A Deep Reinforcement Learning Model that Plays StarCraft II Minigames
SC2Bot is a deep reinforcement learning agent that plays StarCraft II minigames: the Move To Beacon game and the Defeat Roaches game, both of which are provided as part of Deepmind’s PySC2 package. SC2Bot uses PySC2’s API to read data from StarCraft II, and the RL models are written in PyTorch.
The model learned how to play the Move To Beacon game over 10000 episodes of training, and then learned how to play the Defeat Roaches game over 10000 episodes of training after receiving transfer learning from the Move To Beacon task.
Check out the the SC2Bot github page here.
Scroll down for more details!
Starcraft II is a popular real time strategy video game in which players collect resources, build buildings, and create armies of units. In a 1v1 setting the game is won when one player has destroyed all of the other players’ buildings. Starcraft II can be thought of as a form of high-speed chess, where moves are performed in real time and players utilize both strategy and speed of action to win.
As a reinforcement learning problem, Starcraft II presents a combination of challenges that is not typically found in other traditional game-based reinforcement learning problems:
The most well known way of overcoming these difficulties is to use an extremely high amount of computing power (e.g., see Deepmind’s Alphastar1). But given limited resources, what are some other ways we might be able to train an agent within a reasonable amount of time?
The agent is trained with a deep-Q network, which is essentially a neural network that uses the Q-learning algorithm.
Experience replay is a technique developed as part of one of the original DQN network algorithms2. While interacting with the environment (StarCraft II in this case), our agent stores transition tuples of (s, a, r, s’).

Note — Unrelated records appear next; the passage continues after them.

PR #1450, opened 2026-07-12
fix: Enforce strict SourceType validation and fail-closed rate limit

### LINKED ISSUE #1438: [BOUNTY] 🐜 Rate limiter fail-open + 2 validation inconsistencies
## Summary

During a security review of Memanto for the Bug & Exploit Challenge (#770), I identified three issues:

---

## 🔴 Finding 1: Rate Limiter Fail-Open Design (Severity: Medium)

**File:** `memanto/app/utils/rate_limiting.py:52-53`

```python
def check_rate_limit(self, operation: str, agent_id: str):
    if operation not in self.limits:
        return True, None  # FAIL-OPEN: unknown ops always pass
```

When `enforce_rate_limit` is called with an unrecognized operation, the request silently passes. `enforce_namespace_rate_limit(operation, agent_id)` builds keys as `f"namespace_{operation}"` — calling it with `operation="list"` creates `"namespace_list"` which is NOT in the limits dict, bypassing rate limiting entirely.

**Fix:** Fail-closed — raise ValueError or deny by default.

---

## 🟡 Finding 2: Inconsistent is_valid_memory_id

Two diverging implementations in `ids.py` and `safe_deletion.py`:
- `ids.py`: requires `_` in ID, length > 4
- `safe_deletion.py`: regex `^[a-zA-Z0-9_-]+$`, length >= 4

A memory ID like `abc-123` passes deletion validation but fails the general check.

---

## 🟡 Finding 3: SourceType = str (no validation)

`constants.py:21`: `SourceType = str` — unlike MemoryType/ProvenanceType which use `Literal`, SourceType accepts any arbitrary string. The source field in requests becomes searchable metadata with no validation.

---

## PoC

```python
from memanto.app.utils.rate_limiting import rate_limiter
allowed, _ = rate_limiter.check_rate_limit("nonexistent_op", "test")
assert allowed == True  # Bug confirmed
```

All reproducible against HEAD. Happy to submit PRs for any finding.

adamsithr:
Fixes #1438. Also fixed the tests that were using incorrect SourceTypes. 

Wallet (Solana): 7jXAK7dDBwkAJT67WjPeu8cg577y3x1oMp7ZCSMV18mR

## Summary by CodeRabbit

- **Bug Fixes**
  - Memory candidates are now consistently labeled with the `"system"` source.
  - Memory ID validation during deletion now uses the shared validation rules for more consistent results.
  - Unrecognized rate-limit operations now return a clear error instead of being silently allowed.

- **Improvements**
  - Source values are now restricted to supported categories, improving data consistency and preventing invalid classifications.

### DIFF
--- a/memanto/app/constants.py
+++ b/memanto/app/constants.py
@@ -18,7 +18,7 @@ MemoryType = Literal[
 ]
 
 # Source Types
-SourceType = str  # e.g., "user", "agent", "tool", "system", or specific "agent_name"
+SourceType = Literal["user", "agent", "tool", "system"]  # e.g., "user", "agent", "tool", "system", or specific "agent_name"
 
 # Status Types
 StatusType = Literal["active", "superseded", "deleted", "provisional"]
--- a/memanto/app/legacy/safe_deletion.py
+++ b/memanto/app/legacy/safe_deletion.py
@@ -144,8 +144,10 @@ class SafeDeletion:
                 },
             )
 
+        from memanto.app.utils.ids import is_valid_memory_id
+        
         # 4. Validate ID format
-        invalid_ids = [id for id in ids if not SafeDeletion._is_valid_memory_id(id)]
+        invalid_ids = [id for id in ids if not is_valid_memory_id(id)]
         if invalid_ids:
             raise HTTPException(
                 status_code=400,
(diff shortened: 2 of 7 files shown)


Xenogents:
Thanks for your changes! Your work will be considered when we're choosing a winner for the bounty.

During training, the agent randomly samples a minibatch of these transitions (randomly because this avoids the problem of correlation between consecutive samples).
Q-learning can lead to an overestimation of action-values. To correct for this we use double DQNs. With this technique, our model contains two DQN networks. During training, when we select an action, one network (the online network) is updated based on the Q value of the other target network, which is held stationary (called the target network). Every so often, the target network overwrites its own weights with the weights of the online network. The idea here is that we allow our DQN to converge to a stationary target, rather than a target that changes as we update.

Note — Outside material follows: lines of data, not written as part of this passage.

PR #1348, opened 2026-07-03
fix: preserve extra metadata fields (e.g. original_id) on memory update

renaudgenard:
## Description

When `update_memory()` creates a new `MemoryRecord`, metadata fields that are not part of the `MemoryRecord` Pydantic schema (such as `original_id` in on-prem `data_store.json`) were silently dropped on upload.

This fix preserves any extra metadata fields from the existing record when building the updated document.

## Changes

- In `memory_write_service.py`, after converting the updated record to a Moorcheh document, copy over any metadata keys from the existing record that aren't already in the new document.

## Testing

- `to_moorcheh_document()` output unchanged for known MemoryRecord fields
- Extra fields (e.g. `original_id`) are now preserved across updates
- Backward compatible: no schema changes

Refs #1335

## Summary by CodeRabbit

* **New Features**
  * Added a new benchmark CLI with JSON or Markdown output for comparing memory frameworks.
  * Added a new benchmark dataset and documentation with quick-start instructions for offline and live runs.
* **Bug Fixes**
  * Preserved extra saved metadata during memory updates, helping records keep more information after edits.
* **Tests**
  * Added automated coverage for scoring, dataset loading, benchmark results, and CLI output.

PR #1454, opened 2026-07-13
fix: preserve original_id in update_memory() to prevent link breakage (on-prem)

### LINKED ISSUE #1335: Bug: update_memory() overwrites entire record including original_id — data_store.json not properly updated (on-prem)
## Bug Description (on-prem)

When calling `update_memory()` with an existing `memory_id` (from API `POST /items/batch`), the entire record is overwritten including `original_id`. This breaks the expected logic — if a record was originally created with one ID and later updated, the original ID should be preserved.

## Expected Behavior

- `update_memory()` should only update mutable fields: `data`, `tags`, `description`, `score`, `updated_at`
- `original_id` and `created_at` should remain unchanged
- `data_store.json` should update the specific record by `memory_id` without overwriting the entire structure

## Actual Behavior

The record in `data_store.json` is completely overwritten, including the original ID. On subsequent updates, `original_id` becomes equal to the latest `memory_id`.

## Steps to Reproduce

1. Create a record via API `POST /items/batch` with `memory_id=uuid1`
2. Backup `data_store.json`
3. Update the record via `POST /items/batch` with new `memory_id=uuid2`
4. Compare `data_store.json` — `original_id` has changed to `uuid2`

## Impact

- Loss of metadata on updates
- Incorrect conflict scanner logic
- Difficulties with audit trail (change history)

## Proposed Fix

In `memory_write_service.py`, the `update_memory()` method should:
1. Load the existing record from `data_store.json`
2. Update only the mutable fields
3. Preserve `original_id` and `created_at` unchanged

## Additional Notes

In the current implementation (SDK 0.2.4), there is already a partial fix — the delete-and-recreate block was removed from `update_memory()`, but the `original_id` overwrite problem remains.

## Configuration (on-prem)
- Memanto SDK: 0.2.4
- Python: 3.12
- OS: Ubuntu 24.04
- Deployment: systemd + direct binary (`memanto serve --port 7007`)
- Conflict Scanner: Moorcheh (Docker, port 8080)

---
Russian issue: https://github.com/moorcheh-ai/memanto/issues/1334

ardha27:
## Problem

`update_memory()` uses delete-and-recreate pattern but drops `original_id` from the existing record metadata when building the new `MemoryRecord`. This breaks downstream consumers that rely on `original_id` for linking related memory chains.

## Fix

Preserve `original_id` from the existing record metadata before constructing the new `MemoryRecord`. When `original_id` exists in the existing data, it is copied into the metadata dict used for field defaults, ensuring it survives the delete-and-recreate cycle.

## Related

Closes #1335

## Summary by CodeRabbit

* **Bug Fixes**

Transfer learning is a common technique used in deep learning, and since our DQNs are deep learning models, transfer learning can be applied naturally between tasks that use networks in the same way. In our case, the two tasks are the Move To Beacon task, and the Defeat Roaches task.

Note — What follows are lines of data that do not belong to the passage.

PR #1462, opened 2026-07-14
fix(hermes): isolate Unicode agent identities

LC-C-hub:
## Summary

Fixes cross-profile memory namespace collisions in the Hermes integration. Fully non-ASCII profile identities previously all sanitized to `hermes`, which could make unrelated profiles share Memanto memory.

The fix NFKC-normalizes IDs and adds a stable SHA-256 suffix whenever non-ASCII identity data is removed, while preserving existing ASCII-only IDs and the 64-character limit. Regression tests cover Chinese, Cyrillic, mixed-script, and canonically equivalent Unicode identities.

## Validation

- Hermes provider tests: 41 passed
- Core suite: passed (24 live E2E tests skipped without an API key)
- Ruff: passed
- Mypy: passed
- `git diff --check`: passed

Refs #770

## Summary by CodeRabbit

* **Bug Fixes**
  * Improved Hermes-to-Memanto agent ID sanitization with Unicode NFKC normalization.
  * Reduced collisions by generating deterministic, bounded hashed suffixes for non-ASCII and mixed-script identities.
  * Ensured canonically equivalent Unicode inputs produce the same sanitized agent ID.
* **Tests**
  * Added regression coverage for non-Latin isolation, mixed-script hashing, malformed/surrogate handling, Unicode equivalence, and correct separation across provider instances.

### DIFF
--- a/integrations/crewai/crewai_memanto/tools.py
+++ b/integrations/crewai/crewai_memanto/tools.py
@@ -15,7 +15,7 @@ from crewai.tools import BaseTool
 from pydantic import BaseModel, Field
 
 from memanto.app.utils.errors import AgentAlreadyExistsError
-from memanto.cli.client.sdk_client import SdkClient
+from memanto.cli.client.sdk_client import SdkClient, sanitize_agent_id
 
 logger = logging.getLogger(__name__)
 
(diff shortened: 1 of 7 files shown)


Xenogents:
Thanks for you work! We're rejecting this PR as user wise we think having the potential for namespace collisions is better than adding random hashes to the end of namespace names.

PR #1469, opened 2026-07-15
fix: coalesce concurrent TypeScript server starts

ceigt:
/claim #770

## Summary

Coalesce concurrent `ServerLifecycle.start()` calls so the TypeScript SDK starts only one local Memanto server process.

## Flaw and impact

`start()` checked only the resolved `url`. During first startup, it awaits a free port and the health endpoint before setting that field. Two callers entering during that window therefore each selected a port and spawned a separate `uvx` process. The second spawn overwrote `this.process`, leaving the first process untracked and impossible for `stop()` to terminate.

This can happen when multiple public SDK methods are invoked concurrently on a fresh client, causing leaked local server processes and unnecessary resource usage.

## Reproduction

1. Create one `ServerLifecycle` without `baseUrl`.
2. Call `await Promise.all([life.start(), life.start()])` before either startup resolves.
3. Observe that `spawn()` is called twice on the previous implementation.

The new regression test performs this sequence with a mocked healthy child process and asserts a single spawn.

## Fix

- Cache the in-flight startup promise and return it to concurrent callers.
- Clear the cached promise after a startup failure so a later call can retry.
- Clear it during `stop()` so the lifecycle can start again normally.

## Validation

- `npm test -- --run test/lifecycle.test.ts` — 5 passed
- `npm run typecheck` — passed
- `npm test` — 32 passed
- `npm run build` — passed (ESM, CJS, and declarations)

Refs #770.

## Summary by CodeRabbit

* **Bug Fixes**
  * Improved server startup reliability by coalescing concurrent start requests into a single in-flight startup.
  * Cleared stale startup state after failed attempts to ensure reliable retries.
  * Improved shutdown behavior by coordinating stop with any ongoing startup and avoiding waits on invalid spawn states.
* **Tests**
  * Expanded lifecycle coverage using deterministic mocked process spawning, including concurrency, timeout, and failure-mode scenarios.

### DIFF
--- a/sdks/typescript/src/lifecycle.ts
+++ b/sdks/typescript/src/lifecycle.ts
@@ -122,7 +122,9 @@ export class ServerLifecycle {
     if (this.starting === starting) {
       this.starting = null;
     }
-    if (!child || child.killed) return;
+    if (!child || child.killed || child.pid === undefined || child.exitCode !== null) {
+      return;
+    }
 
     let exited = false;
     await new Promise<void>((resolve, reject) => {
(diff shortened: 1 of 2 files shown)


het0814:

The network architecture for SC2Bot is fairly simple: Three 2D convolutional layers with relu activations and without any fully connected layers at the end. Using fully connected layers would have been nice, but they were far too computationally expensive to train given my limited resources.
The network takes as input 32 by 32 grid of the ‘unit owner’ feature space provided by PySC2. This feature space assigns an owner to every point on the screen, so if there is an enemy unit at point (15, 18), for example, then in the grid, point (15, 18) would be given to the network as a 2. The output of the network is a point on the 32 by 32 grid, which denotes the place on the screen the agent should click to move its unit(s).
In the Move To Beacon task, the agent controls a single marine. A green beacon is spawned randomly on the map and the goal of the game is for the marine to move to the beacon. Every time the marine touches the beacon, the agent is awarded one point and the becaon spawns randomly at another location on the map. The agent is restricted to an action space of only allowing it to move to any point on the map, discretized into a 32x32 grid.
In the Defeat Roaches Task, the agent controls an army of 8 marines that are spawned randomly on the map and 4 roaches are spawned randomly opposite them. Defeating the roaches spawns 5 new marines and 4 new roaches. The agent is rewarded for defeating roaches and penalized for time passing by and for attacking it’s own units (so that the agent doesn’t use a strategy of attacking its own units to minimize the amount of time passing by)
For both tasks, I trained agents independently on each task, but also trained a third agent on the Defeat Roaches task. This third agent’s network inherited its weights from the trained Move To Beacon agent before training. Ther results of all three agents are shown below.
The agent trained on the Move To Beacon task was able to successfully learn how to optimally complete the task while the agent trained on the Roaches task with transfer learning from the Beacon task was able to learn a strong strategy for playing the Defeat Roaches minigame. Curiously, even after over 10000 episodes of training, the agent that did not receive any transfer learning was still not able to learn any consistent strategy for beating the Defeat Roaches game.
For a more detailed numerical analysis of the results, see my writeup.
Even though the DQN used by the agents is simple, and the minigames lack complexity, it still takes a nontrivial amount of computation power to train the agents. For reference, on my personal copmuter that has an Nvidia 8GB RTX 2070, it took about 10 hours to run 10000 episodes and train a network on those episodes.
To accelerate the training process, I used Google Cloud to train instances.
__
SC2Bot was a project completed as part of Tuft’s Comp 150-06 Reinforcement Learning class taught by Jivko Sinapov. Thanks Jivko and Gyan!